FIG. 4 shows a front elevational view of a laser machining apparatus in accordance with one exemplary embodiment.
FIGS. 5a-5 c show a cross-sectional view of a substrate in accordance with one exemplary embodiment.
FIGS. 6a-6 b show a cross-sectional view of a substrate in accordance with one exemplary embodiment.
FIGS. 7a-7 b show a cross-sectional view of a substrate in accordance with one exemplary embodiment.
FIG. 8 shows a flow chart showing steps in accordance with one exemplary embodiment.

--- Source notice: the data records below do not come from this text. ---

PR #1879, opened 2026-07-10
RMC phase-space approximation

michaelmackenzie:
Add RMC spectrum logic for the phase-space approximation. Also add the Ti mu- --> e+ endpoint and optional muon capture proton energy spectrum range while making updates.

### DIFF
--- a/GlobalConstantsService/data/globalConstants_01.txt
+++ b/GlobalConstantsService/data/globalConstants_01.txt
@@ -139,13 +139,14 @@ double physicsParams.C.capture.RMCInternalRate = 0.0069; //measurement of intern
 
 //Ce+ endpoint energy
 double physicsParams.Al.ePlusEndpointEnergy = 92.32;
+double physicsParams.Ti.ePlusEndpointEnergy = 98.89;
 
 // parameters for RMC spectrum shape
 double physicsParams.Al.RMCbindingEnergyFit = 0.464;
 double physicsParams.Al.RMCrecoilEnergyFit  = 0.220;
 double physicsParams.Al.RMCdeltaMassFit     = 3.121;
-
-
+double physicsParams.Al.RMCKMaxKnockout.0   = 101.87; // 0 nucleon knockout
+double physicsParams.Al.RMCKMaxKnockout.1   =  95.45; // 1 neutron knockout
 
 // Shanker interpolation coefficients - Phys. Rev. D 25, 1847 (1982)
 // - The Shanker formula includes one D, E and F coefficient for a
--- a/GlobalConstantsService/inc/PhysicsParams.hh
+++ b/GlobalConstantsService/inc/PhysicsParams.hh
@@ -162,6 +162,13 @@ namespace mu2e
     double getRMCdeltaMassFit(targetMat material = "") const {
       return doubleOrThrow(_RMCdeltaMassFit,material,"RMCdeltaMassFit");
     }
+    double getRMCKMaxKnockout(targetMat material = "", int nKnockout = 0) const {
+      if(nKnockout == 0)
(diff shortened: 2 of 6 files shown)


oksuzian:
## Potential bugs / correctness

1. **Phase-space weight normalization is inconsistent with the RMC branch** — `getRMCPhaseSpaceSpectrum` returns a *normalized PDF* (includes `norm = (power+1)(power+2)/kMax`), whereas the existing `getRMCSpectrum` returns an unnormalized shape that `BinnedSpectrum` later re-normalizes. Since `BinnedSpectrum` normalizes bins anyway, the `norm` factor is harmless but redundant — worth confirming the two branches are treated consistently.

```cpp name=Mu2eUtilities/src/MuonCaptureSpectrum.cc url=https://github.com/Mu2e/Offline/blob/develop/Mu2eUtilities/src/MuonCaptureSpectrum.cc
double MuonCaptureSpectrum::getRMCPhaseSpaceSpectrum(double e, double kMax, int nKnockout) const {
  if ( e >= kMax ) return 0.;
  const double x = e/kMax;
  const double power = 2. + 1.5*nKnockout;   // nKnockout>1 never reaches here (throws earlier), but value is used unchecked
  ...
}
```

2. **`nKnockout` bounds not enforced at the spectrum layer.** `getRMCKMaxKnockout` throws for `nKnockout > 1`, but `getRMCPhaseSpaceSpectrum` accepts any `nKnockout` and silently computes a weight. If a caller reaches this without going through `getRMCKMaxKnockout` (e.g. future code), it produces an unvalidated result. Consider validating `nKnockout` inside the phase-space method too.

3. **Hard-coded `"Al"` in the phase-space branch.** In `BinnedSpectrum.cc` the new branch calls `getRMCKMaxKnockout("Al", nKnockout)` and the new constructor sets `_MN = getAtomicMass("Al")`. The PR adds a `Ti` endpoint constant, so hard-coding `Al` here undercuts the multi-material intent. The RMC-fit branch has the same pre-existing issue, but the new code perpetuates it.

## Config / robustness

4. **`nKnockout` read with no default** — `psphys.get<int>("nKnockout")` (no default) will throw if `phaseSpaceShape=true` but `nKnockout` is omitted. The sibling params (`kMaxUserSet`, `kMaxUser`) all supply defaults. Intentional (required) vs. inconsistent is worth a comment.

5. **New `Ti.ePlusEndpointEnergy = 98.89` constant is unused in this PR.** No code reads `getEPlusEndpointEnergy("Ti")` in the diff — confirm it's consumed elsewhere or intended for a follow-up, otherwise it's a dangling constant.

## Minor / style

6. **Dead comment block left in `getWeight`** — the old commented-out `if/else` spectrum dispatch above the new dispatch is now misleading and should be removed.
7. Trailing blank line added at the end of the new constructor body in `MuonCaptureSpectrum.cc`.
8. Magic number `power = 2. + 1.5*nKnockout` — a brief comment tying it to doc-db 57178's formula would help reviewers.

michaelmackenzie:
1. I added the normalization to make it easier for people wanting the spectrum PDF. I added a comment to note it's not really needed here, and also added the closure normalization.
2. N(knockouts) > 1 are correctly described, the enforcement is just that I haven't implemented > 1 in that location but the spectrum is fine.
3. I made the material configurable, but set the default to "Al" for compatibility with existing fcl.
4. There is no "default" value of N(knockout), it must be specified and it's an error if it's not.
5. This can be used in the conversion event generator.
6. I removed old comments
7. Files are meant to have these.
8. I added a comment, but it's a formula not a magic number, the comment is just the code, power = 2 + 1.5*N(knockout) from phase space.

Let me know if there are any other changes requested!

michaelmackenzie:
@FNALbuild run build test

 The embodiments described below pertain to methods and systems for laser micromachining a substrate. Laser micromachining is a common production method for controlled, selective removal of material. In embodiments of the present invention, laser micromachining includes processes such as cutting, slotting, dicing, singulating, via drilling and 3-dimensional machining in a variety of substrate materials. This can include the machining of features either partially or completely through the substrate's thickness.
 In one exemplary embodiment, the laser micromachining process utilizes a laser machine that can generate a laser beam for energizing and otherwise removing substrate material in an open, ambient environment. Energizing can comprise melting, vaporizing, exfoliating, phase explosion, and/or ablating among other processes. In some embodiments, the energizing can occur within an interface region surrounding the laser beam and the substrate material which the laser beam contacts. In further embodiments, the efficiency of the energizing process can be improved by supplying a halogen containing assist gas to the interface area. The assist gas can be provided by a gas supply nozzle that directs the assist gas to the interface area. In some embodiments, the assist gas can react with energized substrate material to form compounds that are more readily removed and/or dissipated than could otherwise be achieved. By supplying the assist gas to the interface region, the speed and efficiency of the laser machining process can be improved without the need to operate in controlled conditions. The exemplary laser machining apparatus works in an open air environment without the need for chambers or other containment vessels, and is therefore well suited for production techniques.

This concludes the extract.